Task details » Which lines in the data below contain the word "message"? Copy each of them.

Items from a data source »
PR #2274, opened 2023-09-06
[telescope] - live grep + git files

ValentinM27:
## 📑 Description
Add key bind to search thought git files and use live_grep extension for telescope

Add key bind to search thought git files and use live_grep extension for telescope


mehalter:
These are great to go in a user configuration! We do not want to add more extensions to telescope. Thanks for the recommendation though!

ValentinM27:
> These are great to go in a user configuration! We do not want t

Sorry to have bothered you, have a great day ! 👍

PR #2277, opened 2023-09-07
fix(status provider): Check the buffer is valid to avoid crash

Zeioth:
Hey it's been a while. I hope you are doing well.

## What's the purpose of this PR?
It fixes a crash on heirline when using `git mergetool`.

## How does it work?
**Before patch**: Writing the diff causes heirline to crash.
screenshot_2023-09-07_22-57-29_612382661

**After patch**: When writing the diff, it shows the result correctly. On this point we could press `:q` to complete the case of use. All good.
screenshot_2023-09-07_22-57-56_187045117

## How to test

Set your diff tool to neovim with `git config --global mergetool.tool vimdiff `. Then run `git mergetool` on a repo with merge conflicts.

### DIFF
--- a/lua/astronvim/utils/status/provider.lua
+++ b/lua/astronvim/utils/status/provider.lua
@@ -330,7 +330,13 @@ end
 -- @see astronvim.utils.status.utils.stylize
 function M.unique_path(opts)
   opts = extend_tbl({
-    buf_name = function(bufnr) return vim.fn.fnamemodify(vim.api.nvim_buf_get_name(bufnr), ":t") end,
+    buf_name = function(bufnr)
+      if vim.api.nvim_buf_is_valid(bufnr) then
+        return vim.fn.fnamemodify(vim.api.nvim_buf_get_name(bufnr), ":t")
+      else
+        return ""
+      end
+    end,
     bufnr = 0,
     max_length = 16,
   }, opts)


mehalter:
I actually can't replicate this issue on AstroNvim so I don't think this is necessary. Thanks for the recommendation though!

Zeioth:
Hey no problem! I've been researching for the sake of documenting the issue, so I'm gonna write a bit more about it

## Why it happens
It happens when using the `save session on write` autocmd of [nvim-session-manager](https://github.com/Shatur/neovim-session-manager#save-session-on-save-buffer). This autocmd call the function `session_manager.save_current_session()` which closes any buffer that cannot be saved using `:mksession`. Like for example, a diff :) 

Because the diff buffer is closed as soon as you write it, the provider `unique_path()` is not able to process it fast enough, producing the error `invalid buffer id` (because it doesn't exist anymore).

> The patch fixes this scenario but it is quite a border case

Astro uses a custom solution for session management, so it might not be an issue for users unless they decide to use a different session manager.

## Stack call

```
heirline > winbar > status.component.separated_path() > status.componen.separated_paths() > init.separated_paths > provider.unique_path()
```

mehalter:
Thanks for the detailed writeup! I have tried to replicate this with `nvim-session-manager` which is the default session manager for AstroNvim and cannot replicate the issue. Glad this was able to fix it in NormalNvim, but it looks like AstroNvim might not be affected by the original problem as I'm able to use `nvimdiff` as the `git mergetool` without error.

mehalter:
oh I see @Zeioth it is because you have set up your own auto command to save sessions on writing buffers. I noticed you changed it to saving before leaving neovim. This is actually automatic and you can just delete the auto command entirely. AstroNvim has never used it's own autocommand for that since neovim-session-manager handles that itself. That would explain why you guys have that bug! That way, this change is made unnecessary.

Zeioth:
The fix add error control to `provider.unique_path()` to prevent unexpected scenarios like this, or any other.

I'm glad it's not affecting Astro as the moment.
I keep going with my stuff.
Cheers.

PR #2280, opened 2023-09-09
fix(provider): invalid buffer id in terminal buffer

Subjective:
## 📑 Description

Silences errors when exiting vertical/horizontal split terminal opened manually (e.g. `:horizontal terminal`)

## ℹ Additional Information
Screen Recording 2023-09-09 at 6 36 42 AM

### DIFF
--- a/lua/astronvim/utils/status/provider.lua
+++ b/lua/astronvim/utils/status/provider.lua
@@ -330,7 +330,7 @@ end
 -- @see astronvim.utils.status.utils.stylize
 function M.unique_path(opts)
   opts = extend_tbl({
-    buf_name = function(bufnr) return vim.fn.fnamemodify(vim.api.nvim_buf_get_name(bufnr), ":t") end,
+    buf_name = function(bufnr) return vim.fn.fnamemodify(pcall(vim.api.nvim_buf_get_name, bufnr), ":t") end,
     bufnr = 0,
     max_length = 16,
   }, opts)


Subjective:
Perhaps this isn't this best way to solve this, I still get an error message when exiting neovim:
image

mehalter (changes requested):
This shouldn't be done in the `buf_name` function but rather when it is used. `buf_name` is a parameter/argument potentially provided by the user. Could you please refactor this solution or I can do it sometime next week.

mehalter:
This this is not the ideal solution as this doesn't fix the problem you are running into. I would prefer we leave these errors actually so that we don't mask the real issue which would be the buffer management

mehalter:
ohhhhhhh this is a bug only in neovim nightly @Subjective this has to do with a change in behavior that is probably considered a bug in neovim and not actually a bug in AstroNvim

mehalter:
From `:h news`:

```
• Terminal buffers started with no arguments (and use 'shell') close
  automatically if the job exited without error, eliminating the (often
  unwanted) "[Process exited 0]" message.
```

The automatic closing doesn't seem to be triggering our buffer management auto commands. I'll have to see if that's a neovim error or if there is some other auto command event we need to be listening to.

But if you just go to normal mode `<C-\><C-n>` and then run `:q` then it works completely normally

mehalter:
also `:horizontal`/`:vertical` is completely optional in this. You can replicate the same issue with just `:terminal`. Just to help guide this issue and fine tune what's really going on.

Subjective:
Weirdly enough, this only happens for me with `:horizontal` and `:vertical`

mehalter:
I can replicate without

Subjective:
nvm, it also happens without those, just not for a "[No Name]" buffer when opening neovim w/o arguments

mehalter:
@Subjective this is resolved on `nightly`

Subjective:
wow that was quick lol

Subjective:
Might be somewhat related, I get a the same error when closing out of the last window containing a "real" buffer when there is a quickfix window open elsewhere.

Screen Recording 2023-09-09 at 5 57 27 PM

Solution to this problem »
Perhaps this isn't this best way to solve this, I still get an error message when exiting neovim:
  unwanted) "[Process exited 0]" message.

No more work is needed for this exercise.